Warning to aspiring fashion models: Safely controlling a core aerator is like restraining John Goodman at a midnight buffet. It takes muscles. So unless you're as pumped up as Hans and Franz from Saturday Night Live, get a manly man to help you.

Step 2: Mow the Old Grass Low

Those with cool-season grass (blue-grass, fescue, or perennial ryegrass) can skip this part. But those with warm-season lawns (Bermuda, buffalo grass, centipede, St. Augustine, or Zoysia) need to mow that old, brown grass low at the end of winter to remove thatch, an accumulation of dead stems and leaves. Heavy thatch prevents water and nutrients from reaching the roots and promotes disease.

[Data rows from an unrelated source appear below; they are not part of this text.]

Issue #555, opened 2014-09-05
Constraints not satisfied when scaling down


normanjoyner:
When scaling down, it seems that the constraints are not kept. For example, I have a region attribute which is set to either ```us-east-1b``` or ```us-east-1c```.  When running 8 containers using the ```GROUP_BY``` constraint, there are 4 containers satisfying each attribute. When I scale down to 4 containers, there are not always 2 containers satisfying each attribute.

This was tested against the master branch.

PR #1650, opened 2015-06-12
Fixes #1397 update AppDefinition in group when killing tasks w/ scale

### LINKED ISSUE #1397: Kill tasks with scaling does not update group
When killing tasks of an app with scaling, the app definition in the group is not being updated leading to scaling to the old number afterwards not being possible because no change is detected. Scaling to a different number of instances works.

meichstedt:
Fixes #1397 When killing tasks via the UI with scale, update the AppDefinition via GroupManager so that, effectively, a deployment is initiated and a new version created. The tasks that shall be killed will be passed over to the ScaleApplication DeploymentStep and, if still running, be killed before any other task that might be killed in order to satisfy the scaleTo instance value.


kolloch:
Hi @meichstedt,

src/main/scala/mesosphere/marathon/api/v2/AppTasksResource.scala
```diff
@@ -88,10 +88,33 @@ class AppTasksResource @Inject() (service: MarathonSchedulerService,
                 @PathParam("taskId") id: String,
                 @QueryParam("scale") scale: Boolean = false): Response = {
     val pathId = appId.toRootPath
+
+    import mesosphere.util.ThreadPoolContext.context
+
     if (taskTracker.contains(pathId)) {
       val tasks = taskTracker.get(pathId)
       tasks.find(_.getId == id).fold(unknownTask(id)) { task =>
-        service.killTasks(pathId, Seq(task), scale)
```
kolloch: This is fairy similar to the `deleteMany` call above -- so you would need to adjust that two, I guess.

I do not like that we now have more non-API logic in here than before. Maybe introduce a new service? It might even be something specific as the `TaskKillService` or something like that this contains this logic and is also used by the `deleteMany` call.

We can look at other groupManager.update calls later...

src/main/scala/mesosphere/marathon/api/v2/AppTasksResource.scala
```diff
@@ -88,10 +88,33 @@ class AppTasksResource @Inject() (service: MarathonSchedulerService,
...
+        if (scale) {
+          service.getApp(pathId) match {
```
kolloch: You probably copied this from other similar code but it is not ideal.

The `groupManager.updateApp` below passes the old app to the lambda function that you pass in.

The `updateApp` call itself is serialized and concurrent updates of the app definition are prevented. Your code contains a race condition. You update your app based on the result of the getApp call. If you have updates to the same app in-between, your code might discard them.

src/main/scala/mesosphere/marathon/upgrade/DeploymentActor.scala
```diff
@@ -115,12 +115,19 @@ class DeploymentActor(
     promise.future
   }
 
-  def scaleApp(app: AppDefinition, scaleTo: Int): Future[Unit] = {
+  def scaleApp(app: AppDefinition, scaleTo: Int, toKill: Option[Set[MarathonTask]]): Future[Unit] = {
     val runningTasks = taskTracker.get(app.id)
-    if (scaleTo == runningTasks.size) {
-      Future.successful(())
+    val runningTasksToKill = DeploymentDeathRow(runningTasks, toKill.getOrElse(Set.empty), scaleTo).tasksToBeKilled
```
kolloch: This could be a simple function call.

I'd actually like to move as much logic out of this function in the DeploymentActor as possible into a pure function outside.

It could just return the Set of tasks to kill (might be empty or you model that with an Option[Set]) and an Option[Int]  scaleToOpt.

src/main/scala/mesosphere/marathon/upgrade/DeploymentDeathRow.scala
```diff
@@ -0,0 +1,18 @@
+package mesosphere.marathon.upgrade
+
+import mesosphere.marathon.Protos.MarathonTask
+
+private[upgrade] case class DeploymentDeathRow(runningTasks: Set[MarathonTask],
```
kolloch: If you expand this as suggested above, you could call it "ScalingCalculator" or something like this.

src/main/scala/mesosphere/marathon/upgrade/DeploymentDeathRow.scala
```diff
@@ -0,0 +1,18 @@
...
+                                               sentencedToDeath: Set[MarathonTask],
+                                               scaleTo: Int) {
+
+  val tasksToBeKilled: Seq[MarathonTask] = {
+    val (sentencedAndRunning, notSentencedAndRunning) = runningTasks partition sentencedToDeath
+    val keepAliveCount = runningTasks.size - math.max(sentencedAndRunning.size, runningTasks.size - scaleTo)
```
kolloch: Wouldn't it be easier to calculate the `killCount` and use `take` instead of `dropRight` below?

src/main/scala/mesosphere/marathon/upgrade/DeploymentDeathRow.scala
```diff
@@ -0,0 +1,18 @@
...
+    // is getStartedAt a good value to sortBy?
+    val ordered = sentencedAndRunning.toSeq ++ notSentencedAndRunning.toSeq.sortBy(_.getStartedAt)
```
kolloch: prioritize unhealthy tasks here?

kolloch: Now you kill the oldest tasks first. Before we killed the newest ones first.

I am not sure what is better. Maybe don't sort at all ;)

src/test/scala/mesosphere/marathon/upgrade/DeploymentActorTest.scala
```diff
@@ -86,9 +85,9 @@ class DeploymentActorTest
     // the AppDefinition is never used, so it does not mater which one we return
     when(repo.store(any())).thenReturn(Future.successful(AppDefinition()))
 
-    when(driver.killTask(TaskID(task1_2.getId))).thenAnswer(new Answer[Status] {
+    when(driver.killTask(TaskID(task1_1.getId))).thenAnswer(new Answer[Status] {
       def answer(invocation: InvocationOnMock): Status = {
-        system.eventStream.publish(MesosStatusUpdateEvent("", "task1_2", "TASK_KILLED", "", app1.id, "", Nil, app1New.version.toString))
+        system.eventStream.publish(MesosStatusUpdateEvent("", "task1_1", "TASK_KILLED", "", app1.id, "", Nil, app1New.version.toString))
```
kolloch: Maybe try to preserve the old behavior here

src/test/scala/mesosphere/marathon/upgrade/DeploymentDeathRowTest.scala
```diff
@@ -0,0 +1,71 @@
+package mesosphere.marathon.upgrade
+
+import mesosphere.marathon.Protos.MarathonTask
+import mesosphere.marathon.state.Timestamp
+import mesosphere.marathon.tasks.MarathonTasks
+import org.scalatest.FunSuite
+
+class DeploymentDeathRowTest extends FunSuite {
```
kolloch: It is nice that your separated some of the logic to be testable in isolation.

But you also need a more high-level test that tests the changes in the DeploymentActor.

kolloch:
Pretty involved starting tasks, so kudos for getting so far. :+1: 

I would like toe see some things to be changed, though.

meichstedt:
@kolloch thanks for the review! Please see the applied changes and enhanced tests.

kolloch:
Hi @meichstedt, I start reviewing this now. It would be great if you squashed this into one commit (without changes). http://gitready.com/advanced/2009/02/10/squashing-commits-with-rebase.html

Maybe you could also document that we want PRs with one commit and how to squash them in our contribution documentation?

Thanks!

src/main/scala/mesosphere/marathon/api/v2/AppTasksResource.scala
```diff
@@ -88,15 +81,46 @@ class AppTasksResource @Inject() (service: MarathonSchedulerService,
...
+        }
+        result(future)
+      }
+      else {
+        // setting scale = false in order to make the differing behaviour explicit
+        service.killTasks(pathId, toKill, scale = false)
+      }
+
+      if (toKill.size == 1) {
+        ok(Map("task" -> toKill.head))
```
kolloch: I fear that your generalization does not work here because it might result in `deleteMany` returning a result with a `task` field if only on task was found. Also `deleteOne` might return an empty `tasks` list instead of `"task": null`.

Unfortunately, I cannot think of an elegant solution to this right now.

kolloch: Maybe, you let the method return a `Set[MarathonTask]` instead and handle the generation of the response in the `deleteMany`/`deleteOne` methods?

src/main/scala/mesosphere/marathon/api/v2/AppTasksResource.scala
```diff
@@ -88,15 +81,46 @@ class AppTasksResource @Inject() (service: MarathonSchedulerService,
...
+              pathId, updateAppFunc, Timestamp.now(), force = false, toKill = toKill))
+            deploymentResult(deploymentPlan)
+
+          case None => unknownGroup(pathId.parent)
+        }
+        result(future)
+      }
+      else {
+        // setting scale = false in order to make the differing behaviour explicit
+        service.killTasks(pathId, toKill, scale = false)
```
kolloch: this method should never be called directly with `scale = true`, correct? Can we make that more explicit somehow? Maybe remove that possibility completely? It is still called in `TasksResource` which should probably be changed as well. This would be easier if you moved this method out of the `api` package.

src/main/scala/mesosphere/marathon/upgrade/ScalingProposition.scala
```diff
@@ -0,0 +1,9 @@
+package mesosphere.marathon.upgrade
+
+import mesosphere.marathon.Protos.MarathonTask
+
+class ScalingProposition(private val candidatesToKill: Seq[MarathonTask],
+                         private val numberOfTasksToStart: Int) {
+  val tasksToKill = if (candidatesToKill.nonEmpty) Some(candidatesToKill) else None
```
kolloch: I think that I would use a case class and directly calculate the `Option`s in `scalingProposition` method.

src/main/scala/mesosphere/marathon/upgrade/ScalingCalculator.scala
```diff
@@ -0,0 +1,19 @@
+package mesosphere.marathon.upgrade
+
+import mesosphere.marathon.Protos.MarathonTask
+
+object ScalingCalculator {
+
+  def scalingProposition(runningTasks: Set[MarathonTask],
```
kolloch: You could move this to the companion object of ScalingProposition, maybe even call it `apply`.

src/main/scala/mesosphere/marathon/upgrade/DeploymentActor.scala
```diff
@@ -115,12 +115,15 @@ class DeploymentActor(
     promise.future
   }
 
-  def scaleApp(app: AppDefinition, scaleTo: Int): Future[Unit] = {
+  def scaleApp(app: AppDefinition, scaleTo: Int, toKill: Option[Set[MarathonTask]]): Future[Unit] = {
     val runningTasks = taskTracker.get(app.id)
-    if (scaleTo == runningTasks.size) {
-      Future.successful(())
+    val proposition = ScalingCalculator.scalingProposition(runningTasks, toKill, scaleTo)
```
kolloch: If `ScalingCalculator` was a case class, you could destructure it directly here into tasksToKill/tasksToStart.

src/main/scala/mesosphere/marathon/upgrade/DeploymentActor.scala
```diff
@@ -137,9 +140,8 @@ class DeploymentActor(
       )
       promise.future
     }
-    else {
-      killTasks(app.id, runningTasks.toSeq.sortBy(_.getStartedAt).drop(scaleTo))
-    }
+
+    killTasksIfNeeded.flatMap(_ => startTasksIfNeeded)
```
kolloch: Nice method structure now!

src/test/scala/mesosphere/marathon/upgrade/DeploymentPlanTest.scala
```diff
@@ -304,4 +305,36 @@ class DeploymentPlanTest extends MarathonSpec with Matchers with GivenWhenThen {
...
+    val targetGroup = Group(
+      id = "/test".toPath,
+      apps = Set(newApp),
+      groups = Set(
+        Group("/test/some".toPath, Set(newApp))
+      )
+    )
+
+    val taskToKill = MarathonTask.getDefaultInstance
+    val plan = DeploymentPlan(original = originalGroup, target = targetGroup, resolveArtifacts = Seq.empty, version = Timestamp.now(), toKill = Map(aId -> Set(taskToKill)))
```
kolloch: this line is a bit long :)

src/test/scala/mesosphere/marathon/upgrade/ScalingCalculatorTest.scala
```diff
@@ -0,0 +1,82 @@
...
+  test("Determine tasks to kill when there are no sentenced") {
+    val runningTasks = Set.empty[MarathonTask]
+    val sentencedToDeath = Some(Set.empty[MarathonTask])
+    val scaleTo = 5
+    val proposition = ScalingCalculator.scalingProposition(runningTasks, sentencedToDeath, scaleTo)
+    proposition.tasksToKill shouldBe empty
+    proposition.tasksToStart shouldBe Some(5)
+  }
+
+  test("Determine tasks to kill when none are sentenced and no need for scaling") {
```
kolloch: I like the test but there is a need for scaling or what do you mean by that?

src/test/scala/mesosphere/marathon/upgrade/ScalingCalculatorTest.scala
```diff
@@ -0,0 +1,82 @@
...
+    val runningTasks: Set[MarathonTask] = Set(
+      createTask(1),
+      createTask(2),
+      createTask(3)
+    )
+    val sentencedToDeath = Some(Set.empty[MarathonTask])
+    val scaleTo = 0
+    val proposition = ScalingCalculator.scalingProposition(runningTasks, sentencedToDeath, scaleTo)
+    proposition.tasksToKill shouldBe defined
+    proposition.tasksToKill.get should have length 3
```
kolloch: why not be more specific and compare to `runningTasks`?

src/test/scala/mesosphere/marathon/upgrade/ScalingCalculatorTest.scala
```diff
@@ -0,0 +1,82 @@
...
+    val sentencedToDeath = Some(Set(
+      task_2,
+      task_3,
+      MarathonTasks.makeTask("alreadyKilled", "", Nil, Nil, version = Timestamp(0L))))
+    val scaleTo = 3
+    val proposition = ScalingCalculator.scalingProposition(runningTasks, sentencedToDeath, scaleTo)
+
+    proposition.tasksToKill shouldBe defined
+    proposition.tasksToKill.get shouldEqual Seq(task_2, task_3)
+    proposition.tasksToStart shouldBe Some(2) // is None
```
kolloch: `// is None` can be removed, correct?

src/test/scala/mesosphere/marathon/upgrade/ScalingCalculatorTest.scala
```diff
@@ -0,0 +1,82 @@
+package mesosphere.marathon.upgrade
+
+import mesosphere.marathon.Protos.MarathonTask
+import mesosphere.marathon.state.Timestamp
+import mesosphere.marathon.tasks.MarathonTasks
+import org.scalatest.{ Matchers, FunSuite }
+
+class ScalingCalculatorTest extends FunSuite with Matchers {
```
kolloch: I really like that you factored out the logic of which tasks to kill. The tests are easy to understand.

src/test/scala/mesosphere/marathon/upgrade/DeploymentActorTest.scala
```diff
@@ -280,4 +279,78 @@ class DeploymentActorTest
...
+    val task1_3 = MarathonTasks.makeTask("task1_3", "", Nil, Nil, app1.version).toBuilder.setStartedAt(1000).build()
+
+    val plan = DeploymentPlan(original = origGroup, target = targetGroup, toKill = Map(app1.id -> Set(task1_2)))
+
+    when(tracker.get(app1.id)).thenReturn(Set(task1_1, task1_2, task1_3))
+
+    // the AppDefinition is never used, so it does not mater which one we return
+    when(repo.store(any())).thenReturn(Future.successful(AppDefinition()))
+
+    when(driver.killTask(TaskID(task1_1.getId))).thenAnswer(new Answer[Status] {
```
kolloch: you do not need this stub, do you? and the task1_3 stub not either, right?

src/test/scala/mesosphere/marathon/upgrade/DeploymentActorTest.scala
```diff
@@ -280,4 +279,78 @@ class DeploymentActorTest
...
+        )
+      )
+
+      plan.steps.zipWithIndex.foreach {
+        case (step, num) => managerProbe.expectMsg(5.seconds, DeploymentStepInfo(plan, step, num + 1))
+      }
+
+      managerProbe.expectMsg(5.seconds, DeploymentFinished(plan))
+
+      verify(driver, times(1)).killTask(TaskID(task1_2.getId))
```
kolloch: `verifyNoMoreInteractions` (or similar) would be appropriate here.

kolloch:
I finished my review and suggested further changes...

src/main/scala/mesosphere/marathon/upgrade/ScalingProposition.scala
meichstedt: I originally wanted to avoid construction of a ScalingProposition with, e.g.
 ScalingProposition(Some(Seq.empty[...]), Some(-100))
because this is semantical nonsense. The class as written prevents the programmer from doing this. I admit, though, that the implementation is somewhat weird because it looks like a case class but is not.

src/test/scala/mesosphere/marathon/upgrade/ScalingCalculatorTest.scala
meichstedt: There is indeed a need for scaling – I guess this was a c&p typo :|

src/test/scala/mesosphere/marathon/upgrade/ScalingCalculatorTest.scala
meichstedt: yep

src/test/scala/mesosphere/marathon/upgrade/DeploymentActorTest.scala
meichstedt: Indeed. There are even more flaws:
- the original AppDefinition should have an instance count of 3, since 3 tasks are 'running'
- the new AppDefinition should have an instance count of 2, since we kill 1 task and scale

src/main/scala/mesosphere/marathon/api/v2/AppTasksResource.scala
meichstedt: It would definitely be nicer to separate business/presentation logic here. The problem is, that returning a `Set[MarathonTask]` does not allow materializing responses like `unknownGroup` or `unknownTask` without somehow creating/handling exceptions or using a `Try`, respectively. I don't want to introduce a new approach here, as this would be orthogonal to the current usage of `RestResource`.

src/main/scala/mesosphere/marathon/upgrade/ScalingCalculator.scala
meichstedt: It's moved. Didn't call it apply though: it seems strange to have a case class with an `apply` method whose parameters cannot be destructured via pattern matching. Having a convenience method called `propose()`, which turns a set of parameters into the expected case class values, is imho better to understand.

src/test/scala/mesosphere/marathon/upgrade/ScalingCalculatorTest.scala
meichstedt: Good point, fixed that.

src/main/scala/mesosphere/marathon/api/v2/AppTasksResource.scala
meichstedt: Agreed. I also removed the `scale` flag from the `KillTasks` message that's being sent to the `SchedulerActor`, since this is no longer needed and the underlying implementation was the problem in question.

meichstedt:
Thanks – I squashed the commits and commented on the changes above

kolloch:
TaskKiller and the Resource logic is untested. Or did I miss something?

src/test/scala/mesosphere/marathon/state/TaskKillerTest.scala
```diff
@@ -0,0 +1,74 @@
...
+import mesosphere.marathon.{ MarathonSchedulerService, MarathonSpec }
+import org.scalatest.mock.MockitoSugar
+import org.scalatest.concurrent.ScalaFutures
+import org.scalatest.{ BeforeAndAfterAll, Matchers }
+import org.mockito.Mockito._
+import org.mockito.Matchers.{ any, anyBoolean }
+
+import scala.concurrent.Future
+
+class TaskKillerTest extends MarathonSpec
```
kolloch: Nice test suite!

src/test/scala/mesosphere/marathon/state/TaskKillerTest.scala
```diff
@@ -0,0 +1,74 @@
...
+    val result = taskKiller.kill(appId, (tasks) => Set.empty[MarathonTask], scale = true)
+    result.futureValue shouldEqual TaskKiller.GroupNotFound(appId.parent)
+  }
+
+  test("KillRequested") {
+    val appId = PathId(List("my", "app"))
+    val tasksToKill = Set(MarathonTask.getDefaultInstance)
+    when(tracker.contains(appId)).thenReturn(true)
+    when(groupManager.group(appId.parent)).thenReturn(Future.successful(Some(Group.emptyWithId(appId.parent))))
+    when(groupManager.updateApp(any[PathId], any(), any[Timestamp](), anyBoolean(), any[Set[MarathonTask]]())).thenReturn(
```
kolloch: Please make you test more specific here. You should test that the correct parameters are passed to updateApp. E.g. by capturing them and then test them. This is really the good case and it should be tested completely.

src/test/scala/mesosphere/marathon/upgrade/ScalingPropositionTest.scala
```diff
@@ -0,0 +1,124 @@
...
+import mesosphere.marathon.tasks.MarathonTasks
+import org.scalatest.{ FunSuite, Matchers }
+
+class ScalingPropositionTest extends FunSuite with Matchers {
+
+  test("propose - empty tasksToKill should lead to ScalingProposition(None, _)") {
+    val running = Set.empty[MarathonTask]
+    val toKill = Some(Set.empty[MarathonTask])
+    val scaleTo = 0
+    val proposition = ScalingProposition.propose(running, toKill, scaleTo)
```
kolloch: No need to change but an alternative for separate variable here might actually be named arguments.

kolloch:
Looks good:

* make that TaskKiller test complete
* Un-ignore the related test in `AppDeployIntegrationTest` as discussed:

```scala
  ignore("kill all tasks of an App with scaling") {
```

kolloch:
The coverage now got significantly up! Great work!

meichstedt:
@aquamatthias I had to merge your changes regarding #555 – can you please have a look into `DeploymentActor.scaleApp` and `ScalingProposition.propose` to make sure this fits your idea of meeting constraints?

meichstedt:
rebased!

src/main/scala/mesosphere/marathon/state/TaskKiller.scala
```diff
@@ -0,0 +1,43 @@
...
+    if (taskTracker.contains(appId)) {
+      val tasks = taskTracker.get(appId)
+      val toKill = findToKill(tasks)
+      if (scale) {
+        def scaleExisting(opt: Option[AppDefinition]): AppDefinition = opt
+          .map(app => app.copy(instances = app.instances - toKill.size))
+          .getOrElse(throw new UnknownAppException(appId))
+
+        val deploymentPlan = groupManager.updateApp(
+          appId, scaleExisting, Timestamp.now(), force = false, toKill = toKill)
```
aquamatthias: You anticipate force=false. I think we should introduce this as parameter.

src/main/scala/mesosphere/marathon/state/TaskKiller.scala
```diff
@@ -0,0 +1,43 @@
...
+        deploymentPlan.map(_ => toKill)
```
aquamatthias: That means, API users don't see the deployment.

src/main/scala/mesosphere/marathon/upgrade/DeploymentPlan.scala
```diff
@@ -18,8 +19,10 @@ sealed trait DeploymentAction {
 // application has not been started before
 final case class StartApplication(app: AppDefinition, scaleTo: Int) extends DeploymentAction
 
-// application is started, but more instances should be started
-final case class ScaleApplication(app: AppDefinition, scaleTo: Int) extends DeploymentAction
+// application is started, but the instance count should be changed
+final case class ScaleApplication(app: AppDefinition,
+                                  scaleTo: Int,
+                                  sentencedToDeath: Option[Set[MarathonTask]] = None) extends DeploymentAction
```
aquamatthias: Option[Set[MarathonTask]]: in your case is None and Set.empty any different?

src/main/scala/mesosphere/marathon/state/TaskKiller.scala
meichstedt: Agreed, I introduced this param (not yet in the API though).

src/main/scala/mesosphere/marathon/state/TaskKiller.scala
meichstedt: Good point. There are now 2 methods, killTasks and killTasksAndScale – the first one returns a `Future[Set[MarathonTask]]`, the other one a `Future[DeploymentPlan]`.

src/main/scala/mesosphere/marathon/api/v2/TasksResource.scala
```diff
@@ -107,9 +111,16 @@ class TasksResource @Inject() (
...
+        def findToKill(appTasks: Set[MarathonTask]) = tasks.toSet
+        if (scale) {
+          taskKiller.killAndScale(appId, findToKill, force = true)
+        }
+        else {
+          taskKiller.kill(appId, findToKill, force = true)
+        }
     }
 
+    // TODO: does anyone expect a response with all the deployment plans in case of scaling?
```
aquamatthias: Thanks for the TODO and indeed, it is a strange result. Also there should also only be one deployment.

src/main/scala/mesosphere/marathon/state/TaskKiller.scala
```diff
@@ -0,0 +1,50 @@
+package mesosphere.marathon.state
```
aquamatthias: The TaskKiller holds some functionality that is shared in two Resource classes. Does it makes sense to move this class here? 

(I know the package structure we have is far from ideal, but at least it does not deal with state)

src/main/scala/mesosphere/marathon/state/TaskKiller.scala
```diff
@@ -0,0 +1,50 @@
...
+      val toKill = findToKill(tasks)
+      service.killTasks(appId, toKill)
+      Future.successful(toKill)
+    }
+    else {
+      Future.failed(UnknownAppException(appId))
+    }
+  }
+
+  def killAndScale(appId: PathId,
```
aquamatthias: I like that we now have 2 separate functions for very separate functionality.

aquamatthias:
@meichstedt sorry to say, that you need to rebase again.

I use a mulching mower to cut my Bermuda lawn to ½-inch and leave the clippings in place to decompose. Mow other types to 1 inch. If you use a regular mower, bag the clippings; then compost or discard them. Mowing low lets more sun reach and warm the soil, encouraging the grass to green up.

Step 3: Weed Prevention

As the temperature reaches 70 degrees, seeds of lawn weeds sprout. Stop them by applying a pre-emergence lawn weed preventer such as Scotts Halts Crabgrass Preventer, Vigoro Ultra Turf Pre-emergence Crabgrass and Weed Control, or Green Light Crabgrass Preventer in late winter. When watered in, it forms a barrier atop the soil to keep weeds from sprouting. (Don't aerate after you put down the chemical, or you'll break the barrier.)

However, if you're sowing grass seeds this spring, don't put down any of these products. Weed preventers keep grass seeds from coming up too. And that would make you madder than a funeral director in Brigadoon.